The Cavalcade features a 16 valve DOHC 1360 cc V4 with hydraulic lash adjusters and shaft drive for low maintenance. Many of the standard features on the Cavalcade were considered options on other motorcycles in 1985. The LX and LXE models feature self-cancelling turn signals, automatic rear pneumatic leveling system, rear suspension load pre-tensioner, air-adjustable damping on the front shocks that could be refilled with a standard tire pump connection, electronic cruise control, radio and cassette deck with LCD station, volume and station selection controls on the handlebars, adjustment knob for the headlight, adjustable passenger floorboards, fore to aft top case adjustment for passenger comfort, adjustable handlebars and adjustable windshield. The radio is in a decorative housing that resembles a standard motorcycle fuel tank. The radio has an automatic volume control that raises and lowers the radio volume based on the speed of the motorcycle. The Cavalcade fuel tank is located under the driver's seat but is filled from the top of the decorative tank. A standard automobile-type oil filter is located midline of the underside of the chassis between the exhaust pipes. The engine is liquid cooled with a thermostatically-controlled electric fan. The radio antenna could be unscrewed and lowered so as not to interfere with the positioning of the weather cover, which was standard with all models.

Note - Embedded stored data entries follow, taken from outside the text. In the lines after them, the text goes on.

PR #5436, opened 2025-01-25
Support adding custom metrics to existing evaluations

brimoor:
## Change log

- Custom metrics can now be added to existing evaluations via a new `results.add_custom_metrics()` method

## Example usage

```shell
# Install the example metrics plugin
fiftyone plugins download \
    --plugin-names @voxel51/metric-examples
```

```py
import random
import numpy as np

import fiftyone as fo
import fiftyone.zoo as foz

dataset.delete_sample_field("ground_truth")

for idx, sample in enumerate(dataset.iter_samples(autosave=True, progress=True), 1):
    ytrue = random.random() * idx
    ypred = ytrue + np.random.randn() * np.sqrt(ytrue)
    confidence = random.random()
    sample["ground_truth"] = fo.Regression(value=ytrue)
    sample["predictions"] = fo.Regression(value=ypred, confidence=confidence)

results = dataset.evaluate_regressions(
    "predictions",
    gt_field="ground_truth",
    eval_key="eval",
)
```

Later in another session:

```py
import fiftyone as fo

dataset = fo.load_dataset("cifar10-test")
results = dataset.load_evaluation_results("eval")

results.add_custom_metrics(
    [
        "@voxel51/metric-examples/absolute_error",
        "@voxel51/metric-examples/squared_error",
    ]
)

print(dataset.bounds("eval_absolute_error"))
print(dataset.bounds("eval_squared_error"))

results.print_metrics()

dataset.delete_evaluation("eval")

assert not dataset.has_field("eval_absolute_error")
assert not dataset.has_field("eval_squared_error")
```

## Release Notes

- **New Features**
  - Enhanced model evaluation capabilities with support for custom metrics.
  - Added ability to dynamically add custom metrics to existing evaluations.

- **Documentation**
  - Updated user guide with comprehensive details on model evaluation techniques.
  - Expanded documentation on custom metrics implementation and usage.

- **Improvements**
  - Introduced more flexible evaluation methods for regressions, classifications, detections, and segmentations.
  - Improved metric filtering and management during model evaluations.

These updates provide users with greater control and customization options when evaluating machine learning models in FiftyOne.

### DIFF
--- a/fiftyone/utils/eval/base.py
+++ b/fiftyone/utils/eval/base.py
@@ -28,6 +28,8 @@ class BaseEvaluationMethodConfig(foe.EvaluationMethodConfig):
     """Base class for configuring evaluation methods.
 
     Args:
+        custom_metrics (None): an optional list of custom metrics to compute
+            or dict mapping metric names to kwargs dicts
         **kwargs: any leftover keyword arguments after subclasses have done
             their parsing
     """
@@ -42,17 +44,27 @@ class BaseEvaluationMethod(foe.EvaluationMethod):
         config: an :class:`BaseEvaluationMethodConfig`
     """
 
-    def _get_custom_metrics(self):
+    def _get_custom_metrics(self, metric_uris=None):
         if not self.config.custom_metrics:
             return {}
 
         if isinstance(self.config.custom_metrics, list):
             return {m: None for m in self.config.custom_metrics}
 
-        return self.config.custom_metrics
+        custom_metrics = self.config.custom_metrics
 
-    def compute_custom_metrics(self, samples, eval_key, results):
-        for metric, kwargs in self._get_custom_metrics().items():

There are two key-locked storage boxes for the driver on either side of the console. There are two storage boxes for the passenger on the top of each side case. The passenger backrest has arm rests. The weather cover has a steel cable running along the lower edge with eye grommets for a padlock or wire-cable lock. The top case has an interior light and vanity mirror. The top case is large enough to accept a full face helmet. Two helmet locks that use the ignition key are just below the top case and above the license plate. Soft, form-fitted bags came standard for the side cases and the top case. The console features a LCD that has the gear position indicator as well as warnings for low battery water and "kickstand down." The bike had a switch linked to the kickstand that would kill the engine if the bike were put in gear with the kickstand in the down position. There are vents near the ignition key that allow air to be directed towards the driver's face and doors on both sides of the fairing that can be opened to allow engine heat to be directed toward the driver's legs. The passenger had controls to adjust the radio volume and station selection. The passenger seat has a 3-way adjustable passenger seat on both models. LXE models were equipped with cornering lights, air adjustable driver's seat, coin-holder and map case in the driver's storage boxes, leg wind deflectors and driver/passenger intercom jacks. There was a CB radio option. A driver backrest and passenger headrest were options. They are also equipped with an electrical accessory plug and a 500 watt alternator.